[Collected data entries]
--*--

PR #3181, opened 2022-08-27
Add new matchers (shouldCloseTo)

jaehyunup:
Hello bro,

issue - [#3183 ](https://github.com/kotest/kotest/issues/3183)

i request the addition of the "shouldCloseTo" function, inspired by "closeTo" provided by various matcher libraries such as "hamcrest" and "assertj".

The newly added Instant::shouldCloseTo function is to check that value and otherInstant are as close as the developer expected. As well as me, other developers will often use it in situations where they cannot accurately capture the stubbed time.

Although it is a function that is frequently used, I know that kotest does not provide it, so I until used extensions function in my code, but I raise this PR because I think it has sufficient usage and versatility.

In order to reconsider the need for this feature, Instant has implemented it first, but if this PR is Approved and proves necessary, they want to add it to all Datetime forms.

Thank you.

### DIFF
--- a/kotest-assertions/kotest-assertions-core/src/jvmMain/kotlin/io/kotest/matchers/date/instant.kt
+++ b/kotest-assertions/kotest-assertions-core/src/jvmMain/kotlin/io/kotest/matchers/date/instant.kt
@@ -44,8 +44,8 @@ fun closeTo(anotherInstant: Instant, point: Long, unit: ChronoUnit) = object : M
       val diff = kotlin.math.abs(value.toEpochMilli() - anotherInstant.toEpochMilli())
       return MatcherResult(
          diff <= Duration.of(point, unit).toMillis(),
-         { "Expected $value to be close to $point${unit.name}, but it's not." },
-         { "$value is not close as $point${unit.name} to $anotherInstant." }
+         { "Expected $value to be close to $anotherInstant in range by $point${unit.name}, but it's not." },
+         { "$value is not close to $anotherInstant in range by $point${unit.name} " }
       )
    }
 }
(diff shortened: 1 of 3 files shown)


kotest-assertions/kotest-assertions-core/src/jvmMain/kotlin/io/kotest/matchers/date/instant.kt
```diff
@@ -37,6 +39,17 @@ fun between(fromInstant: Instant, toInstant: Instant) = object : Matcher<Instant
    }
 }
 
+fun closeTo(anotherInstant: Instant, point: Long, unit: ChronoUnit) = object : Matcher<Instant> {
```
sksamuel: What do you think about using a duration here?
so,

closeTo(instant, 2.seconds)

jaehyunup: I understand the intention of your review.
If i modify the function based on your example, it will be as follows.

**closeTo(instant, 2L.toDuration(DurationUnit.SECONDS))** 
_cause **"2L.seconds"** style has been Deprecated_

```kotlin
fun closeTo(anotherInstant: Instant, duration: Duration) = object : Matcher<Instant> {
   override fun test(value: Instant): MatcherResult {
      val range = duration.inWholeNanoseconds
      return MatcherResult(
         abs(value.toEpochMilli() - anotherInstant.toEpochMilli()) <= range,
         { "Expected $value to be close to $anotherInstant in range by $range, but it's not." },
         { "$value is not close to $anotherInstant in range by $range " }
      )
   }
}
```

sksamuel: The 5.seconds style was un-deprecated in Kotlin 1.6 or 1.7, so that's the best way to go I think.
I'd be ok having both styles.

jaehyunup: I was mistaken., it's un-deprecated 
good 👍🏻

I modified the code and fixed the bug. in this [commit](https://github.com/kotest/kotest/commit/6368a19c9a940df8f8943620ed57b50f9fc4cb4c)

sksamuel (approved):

--*--

(Your task):
Among the records, find every line with the word "core" and copy it.

(Output of the task):
--- a/kotest-assertions/kotest-assertions-core/src/jvmMain/kotlin/io/kotest/matchers/date/instant.kt
+++ b/kotest-assertions/kotest-assertions-core/src/jvmMain/kotlin/io/kotest/matchers/date/instant.kt
kotest-assertions/kotest-assertions-core/src/jvmMain/kotlin/io/kotest/matchers/date/instant.kt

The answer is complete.